You are viewing a plain text version of this content. The canonical link for it is here.
Posted to commits@spark.apache.org by va...@apache.org on 2015/12/04 01:37:07 UTC
spark git commit: [SPARK-12056][CORE] Create a TaskAttemptContext only after calling setConf.

Repository: spark
Updated Branches:
  refs/heads/master 2213441e5 -> f434f36d5


[SPARK-12056][CORE] Create a TaskAttemptContext only after calling setConf.

TaskAttemptContext's constructor will clone the configuration instead of referencing it. Calling setConf after creating TaskAttemptContext makes any changes to the configuration made inside setConf unperceived by RecordReader instances.

As an example, Titan's InputFormat will change conf when calling setConf. They wrap their InputFormat around Cassandra's ColumnFamilyInputFormat, and append Cassandra's configuration. This change fixes the following error when using Titan's CassandraInputFormat with Spark:

*java.lang.RuntimeException: org.apache.thrift.protocol.TProtocolException: Required field 'keyspace' was not present! Struct: set_key space_args(keyspace:null)*

There's a discussion of this error here: https://groups.google.com/forum/#!topic/aureliusgraphs/4zpwyrYbGAE

Author: Anderson de Andrade <ad...@verticalscope.com>

Closes #10046 from adeandrade/newhadooprdd-fix.

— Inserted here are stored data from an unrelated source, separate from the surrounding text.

PR #3191, opened 2026-08-13
chore(observability): make the ADR-0018 stall metric alertable (FND-293)

cmgrote:
Closes [FND-293](https://linear.app/atlan-epd/issue/FND-293/make-the-stall-metric-alertable-the-hard-prerequisite-for-raising-the). Gate on the M2 release, not a follow-up — from [ADR-0018](https://github.com/atlanhq/application-sdk/blob/main/docs/adr/0018-progress-aware-heartbeat.md) → *Rollout* step 3.

## Why

Raising `start_to_close` to a 24h backstop while the fleet sits in `warn` removes the one thing that *accidentally* killed a wedged-but-alive activity, and warn mode cannot kill. ADR-0018 accepts that regression on one condition: **the stall metric must be alertable**, because an alert plus a human is what stands in for the kill until an app enforces. Without it, the backstop bump is just a longer wedge.

The signal already exists (FND-292). Missing was everything that turns it into something a human receives.

## What's here

| | |
|---|---|
| **Runbook** | `docs/runbooks/stalled-task.md` — what the alert points at |
| **Dashboard** | `docs/static/observability/task-stall-dashboard.json` — importable panels |
| **Contract test** | `tests/unit/execution/test_progress_telemetry_exposition.py` |
| **Docs** | ADR-0018 rollout/consequences, `concepts/monitoring.md`, `standards/metrics.md` (inventory + label table), nav |

The **alert rule** lands in a companion PR on `atlanhq/atlan-alerts`: atlanhq/atlan-alerts#575 — same place `AtlanAppTemporalWorkflowFailure` already reads an SDK-emitted metric from, rather than a second copy here that would drift.

## The threshold, and why it is not `>= 1`

```promql
sum by (clusterName, domainName, app_name, task_name, progress_last_label, watchdog_mode) (
  increase(task_no_progress_gap_seconds_sum{app_name!="", task_name!=""}[1h])
) >= 3600
```

Seconds of silence per hour, not a count of gaps:

- **It measures the exposure ADR-0018 actually accepted** — silent attempt-time holding worker slots (~100 activity slots per worker pod, up to 24h each). `3600` is one permanently-silent attempt; N concurrent wedges reach it N times faster, so the page arrives soonest exactly when slot exhaustion is the real risk.
- **Duration is the only honest discriminator between a wedge and a healthy-but-quiet spot.** Both emit nothing; only the wedge stays silent. Warn mode re-arms after each report, so a wedge keeps contributing one budget of silence per budget for as long as it lives, while a legitimate long call contributes a bounded amount and stops.
- **A single gap is deliberately not paged.** Those are the warn-mode work-list and belong on the dashboard. FND-165's evidence has apps legitimately silent for 1800s, so any threshold under ~1h would page healthy runs — the fleet-wide noise ADR-0018 exists to reduce.
- **It costs latency, knowingly.** A wedge is *visible* one budget in (900s, on the dashboard) and *paged* at roughly 60 minutes. Against a 24h backstop, that is the trade worth making.
- It needs no re-derivation if `max_no_progress_seconds` moves off 900s — only the time-to-first-gap changes.

The log stays **INFO**. Warn mode is a fleet-wide default, so one gap observation is an expected observation, not an actionable failure; the alert reads the metric, and the runbook says so explicitly so nobody "fixes" the level later.

## Residuals the runbook states rather than hides

- A wedge inside an **unbounded hold** emits no gap at all — the hold is vouching for it, by design (that is how legitimate long blocking work is never false-killed). It surfaces on the `task_hold_duration_seconds` panels instead.
- A **split-deployment worker with no `ATLAN_PROMETHEUS_PUSHGATEWAY_URL`** emits nothing the alert can read. The dashboard's coverage row separates "nothing stalled" from "this app's metrics never arrive", and the runbook's *no alert fired* section checks it first.
- Terminating a run reaches the worker on the next auto-heartbeat (≤10s) and cancels the attempt at its next `await` — but an attempt wedged inside a **blocking thread** has no next `await`, so the run dies and the worker slot does not. Only a pod restart frees that.

## Why a contract test

The alert and the panels live outside this repository, so renaming an instrument or an attribute here would not fail anything — it would silently disable the only containment a wedged activity has. `test_progress_telemetry_exposition.py` drives the **real** `EnrichedPrometheusMetricReader` (dots → underscores, `unit="s"` → `_seconds`, `app.name` inlined from the Resource — none of it visible from the recording side) and pins the exported names, the label keys the alert groups by, and the label *values* the panels filter on (`hold_bounded="false"` is lowercase; `str(True)` would make every panel match nothing). Each failure message names the consumer to update.

## Verification

- `pre-commit run --all-files` — clean (pyright included).
- `pytest tests/unit` — 6869 passed, 9 skipped.
- Exported series names/labels confirmed against the real exporter, not assumed: `task_no_progress_gap_seconds_{count,sum,bucket}{app_name, task_name, progress_last_label, watchdog_mode}` and `task_hold_duration_seconds_*{…, hold_label, hold_bounded, hold_lapsed}`.
- Every PromQL expression in the rule, the dashboard and the runbook parsed with `promql-parser`.
- `mkdocs build` — the runbook page and the dashboard asset both render, no new warnings.

**End-to-end proof is FND-296's to take**: the watchdog is still inert (`watchdog_mode` defaults to `off`, no budget wired), so nothing emits a gap yet. The acceptance check to run with FND-296 is: enable `warn` on one app, force a stall, confirm the page arrives carrying `task_name` and `progress_last_label`.


cmgrote:
@sdk-review

cmgrote:
@sdk-review

cmgrote:
@sdk-review

cmgrote:
**Merge order:** land [atlanhq/atlan-alerts#575](https://github.com/atlanhq/atlan-alerts/pull/575) first.

The runbook and `concepts/monitoring.md` link to the rule file at `atlan-alerts@main`, so those two links 404 until the rule merges — and more to the point, the runbook is only actionable once the alert that points at it exists. Nothing here breaks in the other order; the links just dangle for the gap.

Neither PR gates the SDK release either way: the watchdog is still inert (`activities.py` passes no `watchdog_mode`/`max_no_progress_seconds`, defaults `off`/`None`), so no gap is emitted and the rule cannot fire until FND-296 turns warn mode on. What both PRs gate is FND-296 itself.

cmgrote:
@sdk-review

cmgrote:
Merged `origin/main` (through 85b492e5). Two conflicts, both against **FND-295 (#3187)** — which landed the author-facing progress/stalls docs while this was open — and one of them was substantive, so flagging the resolution explicitly:

#3187 states the two stall histograms are "the *report* an app author works from, **not an alert surface**", and then adds its own Recommended-Alerts row: `rate(task_no_progress_gap_seconds_count{watchdog_mode="warn"}[15m]) > 0`. Those contradict each other, and that row is the design this PR considered and rejected: in warn mode *every* app with an uninstrumented quiet spot emits gaps — that is what warn mode is for — so paging on any gap pages the whole fleet's work-list, which is the noise ADR-0018 exists to reduce. FND-165 also has apps legitimately silent for 1800s.

Resolved to one story, since FND-293 owns this decision:

- **One** Recommended-Alerts row, naming the rule that actually ships, with the seconds-of-silence-not-gap-count rationale beside it.
- #3187's *"the stall alert is not optional while an app is in `warn`"* paragraph kept verbatim — that framing is right and matches the ADR — now attached to the real alert rather than the speculative one.
- Its `Stall-watchdog metrics` section **corrected rather than duplicated**: two metrics, two audiences, only the gap metric is an alert surface. This branch's separate `Stall watchdog signals` section is gone; its unique content (rule/runbook/dashboard links, Pushgateway coverage warning) folded into #3187's section so one page doesn't describe the same two metrics twice.
- Cross-linked the two audiences, which is what stops them drifting again: `progress-and-stalls.md` now says a single gap is a work-list entry while *sustained* silence is a page and points at the runbook; the runbook hands the app team #3187's triage table instead of restating it.
- Label rows taken from main's wording, keeping this branch's note that `hold_bounded`/`hold_lapsed` are **lowercase** literals — the one detail a panel or rule silently mismatches on.

Re-verified after the merge: `pre-commit run --all-files` clean, `mkdocs build` with no new warnings, `pytest tests/unit/execution tests/unit/app/test_context.py tests/unit/observability` → 1162 passed.

@sdk-review

cmgrote:
@sdk-review

PR #3193, opened 2026-08-13
fix(incremental): strip the source prefix when downloading state trees (FND-340)

cmgrote:
## What

The incremental path recovered its `transformed/` and `current-state/` trees with `download_prefix`, whose documented contract is that each key's **full store path** is preserved under `local_dir`. Three call sites passed a `local_dir` that already named the same directory, so a run that re-downloaded its tree got

```
<output_path>/transformed/artifacts/apps/.../transformed/table/chunk-0.json
```

instead of `<output_path>/transformed/table/chunk-0.json`. Every reader keyed on the fixed subpath then found nothing:

1. `get_current_table_scope` returns `None` → `write_current_state` raises `FileNotFoundError: No tables found in transformed output` (the CONNECT-817 signature).
2. Phase 3 raises `Transformed table directory not found` from `column_extraction/analysis.py`.
3. `state_reader` still reported `current_state_available=True`, because it counts JSON files with `rglob` — a tree no keyed reader could actually use.

Only reachable when the activity runs on a pod that doesn't already have the files locally (container restart / reschedule mid-run), which is why it correlates with long-running large connections rather than every run. Not a regression: the call sites are identical back to `v3.0.0`. The pre-obstore implementation stripped correctly; the rewrite dropped that and the call sites were never updated.

## How

`download_prefix` gains an explicit `strip_prefix: bool = False` mode, and the incremental path is collapsed onto it — the alternative in the issue was to route everything through `download_s3_prefix_with_structure`, which stripped correctly but carried its own listing/download loop with **no** sidecar exclusion, no `{key}.sha256` verification and no path-traversal guard. Rather than keep the poorer implementation, that helper is now a thin wrapper over `download_prefix(..., strip_prefix=True)`; it stays importable because app code outside the SDK imports it. One implementation, one path policy, no divergent readers of the same tree.

Call sites, all now `strip_prefix=True`:

| Call site | Was |
| -- | -- |
| `state_writer.download_transformed_data` | non-stripping — **bug** |
| `state_reader.download_current_state` | non-stripping — **bug** |
| `incremental_sql_metadata_extractor.prepare_column_extraction_queries` | non-stripping — **bug** |
| `state_writer.prepare_previous_state` | stripping via the helper |
| the extractor's backfill-comparison download | stripping via the helper |

One detail worth review attention: the strip is computed against the **normalised** listing prefix, not the caller's raw argument. Stripping the raw string — what the old helper did — silently falls through to the full key for a v2-style `./local/tmp/...` prefix, since the listing matched the normalised `artifacts/...` form. `test_strip_prefix_strips_the_normalised_prefix` pins that.

## Testing

The old behaviour survived because the only coverage mocked `download_prefix` out and asserted it was awaited — a mock cannot see a layout bug. Every new test runs against a real store:

- `tests/unit/storage/test_batch.py` — strip vs. default layout, trailing-slash prefix, normalised-prefix stripping.
- `tests/unit/common/incremental/{test_state_writer,test_state_reader,test_helpers}.py` — per-call-site layout assertions (`<dir>/table/chunk-0.json` present, prefix not repeated). New `conftest.py` fixture binds a MemoryStore as the infrastructure store.
- `tests/integration/test_incremental_pipeline.py::test_transformed_recovery_from_store_feeds_current_state` — uploads a transformed tree, recovers it on a "fresh pod", then drives `create_current_state_snapshot` over it with real DuckDB. The CONNECT-817 signature end to end.

Both new regression tests were confirmed to fail on the pre-fix code (reverting `strip_prefix=True` gives `assert _count_jsonl(transformed_dir / "table") == 2` → `0 == 2`).

Local: 6881 unit passed, 33 integration (incremental + storage) passed, pre-commit clean including pyright, `conformance detect` shows no new findings on the touched files.

## Security-relevant notes

`download_s3_prefix_with_structure` now inherits three protections it did not have: SHA-256 sidecar verification on every downloaded object, the `_safe_join_under` guard rejecting keys whose resolved path escapes the destination, and exclusion of `.sha256` sidecars from the on-disk tree. No behaviour is weakened; the default `download_prefix` layout is unchanged, so `strip_prefix` is purely opt-in.

## Follow-up

Once this ships, `atlan-oracle-app` can drop `_rehydrate_transformed_if_missing` and the duplicate download it guards — its workaround currently rehydrates the tree correctly and then the SDK parent re-downloads the whole thing into the nested path anyway, so a large connection pays for the bytes twice. Not yet communicated to that team.

This does not settle the open question on CONNECT-817 about the six Aug 9–11 runs; that needs the run's image tag / Temporal BuildId and a listing of the run's `transformed/table/` prefix, and is tracked there.

Fixes FND-340.

### DIFF
--- a/application_sdk/common/incremental/column_extraction/analysis.py
+++ b/application_sdk/common/incremental/column_extraction/analysis.py
@@ -20,7 +20,8 @@ def get_transformed_dir(workflow_args: dict[str, Any]) -> Path:
     """Return current run's transformed directory.
 
     Caller must ensure files are downloaded from S3 before calling this.
-    Files are at output_path/transformed after ObjectStore.download_prefix().
+    Files are at output_path/transformed after
+    ``download_prefix(..., strip_prefix=True)``.
 
     Args:
         workflow_args: Dictionary containing workflow configuration with output_path.
--- a/application_sdk/common/incremental/helpers.py
+++ b/application_sdk/common/incremental/helpers.py
@@ -230,11 +230,14 @@ async def download_s3_prefix_with_structure(
 ) -> None:
     """Download files under *s3_prefix* into *local_destination*, prefix stripped.
 
-    Thin wrapper over :func:`~application_sdk.storage.batch.download_prefix`
+    Supported alias for :func:`~application_sdk.storage.batch.download_prefix`
     with ``strip_prefix=True``: ``<s3_prefix>/table/chunk-0.json`` lands at
-    ``<local_destination>/table/chunk-0.json``. Retained because app code
-    outside the SDK imports it; new SDK call sites use ``download_prefix``
-    directly so the incremental path has one download implementation and one
+    ``<local_destination>/table/chunk-0.json``.
+
+    This is a **supported** compatibility alias, not a deprecated one — it is
+    retained indefinitely because app code outside the SDK imports it, and there
+    is no removal target. New SDK call sites should prefer ``download_prefix``
+    directly so the incremental path keeps one download implementation and one
     path policy (FND-340).
 
     Args:
--- a/application_sdk/common/incremental/helpers.py
+++ b/application_sdk/common/incremental/helpers.py
@@ -8,7 +8,6 @@ This module contains helper functions for:
 
 from __future__ import annotations
 
-import asyncio
 import os
 import re
 import shutil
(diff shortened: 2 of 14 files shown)


cmgrote:
@sdk-resolve

PR #3194, opened 2026-08-13
fix(storage): treat a key that vanishes mid-delete as benign in delete_prefix (FND-341)

cmgrote:
### Changelog

- `delete_prefix` no longer fails the caller when a key vanishes between its listing and its bulk delete. The desired end state for that key — gone — is reached either way, so a not-found from `obstore.delete_async` is now benign. Every other error still raises `StorageError`.
- The "two apps are writing the same prefix" signal is kept, as a WARNING naming the prefix and quoting the store error (which carries the vanished key), instead of an exception.
- On the race path the deletes are re-run one key at a time through the idempotent `ops.delete` (bounded at 10 concurrent, matching obstore's fan-out for stores without a native bulk delete). `obstore.delete_async(store, paths)` is all-or-nothing to the caller — it names at most one key and stops at the first per-key failure — so from the `except` block neither which key vanished nor whether the rest of the batch was deleted is knowable. A bare `continue` would return a wrong count *and* leave every key behind the failure point in place, after which `ParquetFileWriter._ensure_prefix_replaced` writes new chunks into a prefix that still holds stale ones — the exact corruption `replace_prefix` exists to prevent. The per-key pass both empties the prefix and makes the returned count reflect only what this call removed.
- 4 regression tests in `TestDeletePrefix`; the pre-existing `test_delete_async_failure_raises_storage_error` was reworded (its docstring claimed to cover "GCS 404 on concurrent modification", now the benign path, and its simulated message only missed `_is_not_found` by a hyphen).

- FND-341 — rationale and the deviation from the ticket's proposed fix are recorded on the issue.
- Escalation path: the only in-SDK caller, `ParquetFileWriter._ensure_prefix_replaced`, catches only `ObjectStoreNotProvidedError`, so a `StorageError` from `delete_prefix` propagated out of the writer and killed the activity as an `ApplicationError` — a benign race surfacing as a customer-visible crawl failure.
- Regression window: 3.0.0–3.3.0 looped over the idempotent per-key `ops.delete` and could not fail this way; 3.4.0 moved to the bulk call with not-found fatal; unchanged through 3.27.2.
- Consistency: `ops.delete()` returns `False` on not-found and `App.cleanup_storage()` downgrades every delete error to a warning + `error_count`. `delete_prefix` was the odd one out.
- Safety property worth noting in review: because `_is_not_found` has a substring fallback (`"404"`, `"not found"`), a misclassified genuine error is not silently swallowed — it is re-issued per key and raises from there.
- `ParquetFileWriter._ensure_prefix_replaced` is deliberately unchanged: a genuine `StorageError` should still fail the activity.
- Verification: `tests/unit/storage` 908 passed / 3 skipped; localfs storage integration 21 passed; full conformance suite 0 unsuppressed blocking violations; pre-commit clean (ruff, ruff-format, isort, pyright).

### Checklist

- [x] Additional tests added
- [ ] All CI checks passed

---

### DIFF
--- a/application_sdk/storage/batch.py
+++ b/application_sdk/storage/batch.py
@@ -38,6 +38,7 @@ from application_sdk.storage.integrity import (
 )
 from application_sdk.storage.integrity import is_sidecar_key, sidecar_key
 from application_sdk.storage.ops import (
+    _is_local_dir_collision,
     _is_not_found,
     _list_items,
     _normalize_listing_prefix,
@@ -344,7 +345,11 @@ async def delete_prefix(
             paths.append(root_marker)
         # conformance: ignore[E004] probe for directory marker existence; not-found is expected and swallowed intentionally
         except Exception as exc:
-            if not _is_not_found(exc):
+            # A local store maps the bare marker key onto the directory the
+            # prefix holds, and its stat does not surface as "not found" (on
+            # Windows it is a GenericError "Access is denied") — that is a
+            # directory collision (no marker object), not a permission error.
+            if not (_is_not_found(exc) or _is_local_dir_collision(exc)):
                 from application_sdk.storage.errors import (  # noqa: PLC0415 — circular: storage/__init__.py loads sibling modules
                     StorageError,
                 )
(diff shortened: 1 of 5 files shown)


cmgrote:
@sdk-resolve

cmgrote:
@sdk-resolve

cmgrote:
@sdk-resolve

Project: http://git-wip-us.apache.org/repos/asf/spark/repo
Commit: http://git-wip-us.apache.org/repos/asf/spark/commit/f434f36d
Tree: http://git-wip-us.apache.org/repos/asf/spark/tree/f434f36d
Diff: http://git-wip-us.apache.org/repos/asf/spark/diff/f434f36d

Branch: refs/heads/master
Commit: f434f36d508eb4dcade70871611fc022ae0feb56
Parents: 2213441
Author: Anderson de Andrade <ad...@verticalscope.com>
Authored: Thu Dec 3 16:37:00 2015 -0800
Committer: Marcelo Vanzin <va...@cloudera.com>
Committed: Thu Dec 3 16:37:00 2015 -0800

----------------------------------------------------------------------
 core/src/main/scala/org/apache/spark/rdd/NewHadoopRDD.scala | 4 ++--
 1 file changed, 2 insertions(+), 2 deletions(-)
----------------------------------------------------------------------


http://git-wip-us.apache.org/repos/asf/spark/blob/f434f36d/core/src/main/scala/org/apache/spark/rdd/NewHadoopRDD.scala
----------------------------------------------------------------------
diff --git a/core/src/main/scala/org/apache/spark/rdd/NewHadoopRDD.scala b/core/src/main/scala/org/apache/spark/rdd/NewHadoopRDD.scala
index d196099..86f38ae 100644
--- a/core/src/main/scala/org/apache/spark/rdd/NewHadoopRDD.scala
+++ b/core/src/main/scala/org/apache/spark/rdd/NewHadoopRDD.scala
@@ -138,14 +138,14 @@ class NewHadoopRDD[K, V](
       }
       inputMetrics.setBytesReadCallback(bytesReadCallback)
 
-      val attemptId = newTaskAttemptID(jobTrackerId, id, isMap = true, split.index, 0)
-      val hadoopAttemptContext = newTaskAttemptContext(conf, attemptId)
       val format = inputFormatClass.newInstance
       format match {
         case configurable: Configurable =>
           configurable.setConf(conf)
         case _ =>
       }
+      val attemptId = newTaskAttemptID(jobTrackerId, id, isMap = true, split.index, 0)
+      val hadoopAttemptContext = newTaskAttemptContext(conf, attemptId)
       private var reader = format.createRecordReader(
         split.serializableHadoopSplit.value, hadoopAttemptContext)
       reader.initialize(split.serializableHadoopSplit.value, hadoopAttemptContext)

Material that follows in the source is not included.